NYC, NEW YORK — The federal public health emergency for COVID-19 is scheduled to end on May 11, and with it comes the reality that CDC will have to work with less data to track the virus and its new variants.
“The end of the public health emergency means that CDC will have less authority to collect certain types of public health data, which means there will be less data available to us,” Dr. Nirav Shah, principal deputy director of CDC, told reporters during a press conference. call earlier this month, CNBC reported.
Dr. Teresa Smith, an emergency physician at Kings County Hospital in New York City, says we are in a place where we have learned to adapt, with vaccinations and other preventive measures such as hand washing and testing, as well as treatments, such as Paxlovid, during the COVID-19 public health emergency.

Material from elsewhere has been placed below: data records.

PR #459, opened 2025-05-09
Enhance Image Search Example - Live Update

par4m:
Enhances Image Search Example by adding Live Update
- Threading: Runs the live updater in the background,separate from FastAPI’s main thread.
- Asyncio: Runs the async updater logic


examples/image_search_example/main.py
```diff
@@ -101,6 +105,25 @@ def startup_event():
...
+                async with updater:
+                    print("[LiveUpdater] Running updater.wait()...")
+                    await updater.wait()
+                print("[LiveUpdater] Exited updater context.")
+            except Exception as e:
+                print(f"[LiveUpdater] Exception: {e}")
+        print("[LiveUpdater] Thread starting...")
+        asyncio.run(updater_coroutine())
+        print("[LiveUpdater] Thread finished.")
+    thread = threading.Thread(target=run_updater, daemon=True)
```
badmonster0: We don't need to create a separate thread. I think this is sufficient:

```
app.state.live_updater = cocoindex.FlowLiveUpdater(image_object_embedding_flow)
```

It will use a background thread (with Rust runtime) to watch changes automatically
(You can call `app.state.live_updater.abort()` to stop it, but usually not necessary for a long-running process)

badmonster0 (commented):
For `get_image_caption`, we can consider enable cache:

https://cocoindex.io/docs/core/custom_function#parameters-for-custom-functions

badmonster0:
With this change, the `README` can also be simplified. We don't need to run `cocoindex update` separately:


https://github.com/cocoindex-io/cocoindex/blob/cbc199823b14309f536831408768674c5285cf4c/examples/image_search_example/README.md?plain=1#L50

examples/image_search_example/main.py
badmonster0: I just updated the API, trying to make it more clear. [The doc](https://cocoindex.io/docs/core/flow_methods#library-api-1) is updated accordingly. Now an explicit `start()` is needed to actually start the change capturing, i.e. need to do this:

```
app.state.live_updater = cocoindex.FlowLiveUpdater(image_object_embedding_flow)
app.state.live_updater.start()
```

par4m: I tried with the new API, this is the implementation. For some reason I keep getting 
`TypeError: No constructor defined for FlowLiveUpdater` . Not sure why, does it have anything to do with the Rust binding? 

```python

# 1. Extract caption from image using Ollama vision model
@cocoindex.op.function(cache=True, behavior_version=1)
def get_image_caption(img_bytes: bytes) -> str:
    ...
    return text


# 3. CocoIndex flow: Ingest images, extract captions, embed, export to Qdrant
@cocoindex.flow_def(name="ImageObjectEmbedding")
def image_object_embedding_flow(flow_builder: cocoindex.FlowBuilder, data_scope: cocoindex.DataScope):
    data_scope["images"] = flow_builder.add_source(
        cocoindex.sources.LocalFile(path="img", included_patterns=["*.jpg", "*.jpeg", "*.png"], binary=True),
        refresh_interval=datetime.timedelta(minutes=1)  # Poll for changes every 1 minute
    )
    img_embeddings = data_scope.add_collector()
    with data_scope["images"].row() as img:
        img["caption"] = img["content"].transform(get_image_caption)
        img["embedding"] = caption_to_embedding(img["caption"])
        img_embeddings.collect(
            id=cocoindex.GeneratedField.UUID,
            filename=img["filename"],
            caption=img["caption"],
            embedding=img["embedding"],
        )
    img_embeddings.export(
        "img_embeddings",
        cocoindex.storages.Qdrant(
            collection_name="image_search",
            grpc_url=os.getenv("QDRANT_GRPC_URL", "http://localhost:6334/"),
        ),
        primary_key_fields=["id"],
        setup_by_user=True,
    )


# --- CocoIndex initialization on startup ---
@app.on_event("startup")
def startup_event():
    settings = cocoindex.setting.Settings.from_env()
    cocoindex.init(settings)
    app.state.query_handler = cocoindex.query.SimpleSemanticsQueryHandler(
        name="ImageObjectSearch",
        flow=image_object_embedding_flow,
        target_name="img_embeddings",
        query_transform_flow=caption_to_embedding,
        default_similarity_metric=cocoindex.VectorSimilarityMetric.COSINE_SIMILARITY,
    )
    app.state.live_updater = cocoindex.FlowLiveUpdater(image_object_embedding_flow)
    app.state.live_updater.start()
    
```

badmonster0: Ah, a previous version indeed has a bug ([here](https://github.com/cocoindex-io/cocoindex/blob/445919229e1c85bde4faf092b8183a8bdb66cee1/python/cocoindex/flow.py#L393) we should call `.create` instead of the constructor).

Can you try on the latest version? The bug has been fixed in v0.1.35

par4m: It worked now! Should I change the README or description to include Live Update

badmonster0: Nice! Yes, it'll nice to also change README. Thanks!

badmonster0 (approved):

badmonster0:
Awesome! This example is more fantastics now! Thank you very much!!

At the end of the public health emergency, you will no longer see the city’s mobile testing sites. However, vaccination, testing and treatment will still be available by appointment at NYC Health + Hospitals locations.
New Yorkers will continue to have access to free home delivery of treatments such as Paxlovid.
Meanwhile, in Connecticut, the health emergency declaration enacted by Governor Ned Lamont at the immediate onset of the pandemic on March 10, 2020 is set to expire on Thursday, the same day the federal public health emergency declaration ends.
Lamont’s declaration helped the state’s executive branch use certain emergency powers to address the crisis, provide flexibility in health-related areas and ensure that federal resources could be delivered to the state. With the expiration of the declaration, those powers expire as well.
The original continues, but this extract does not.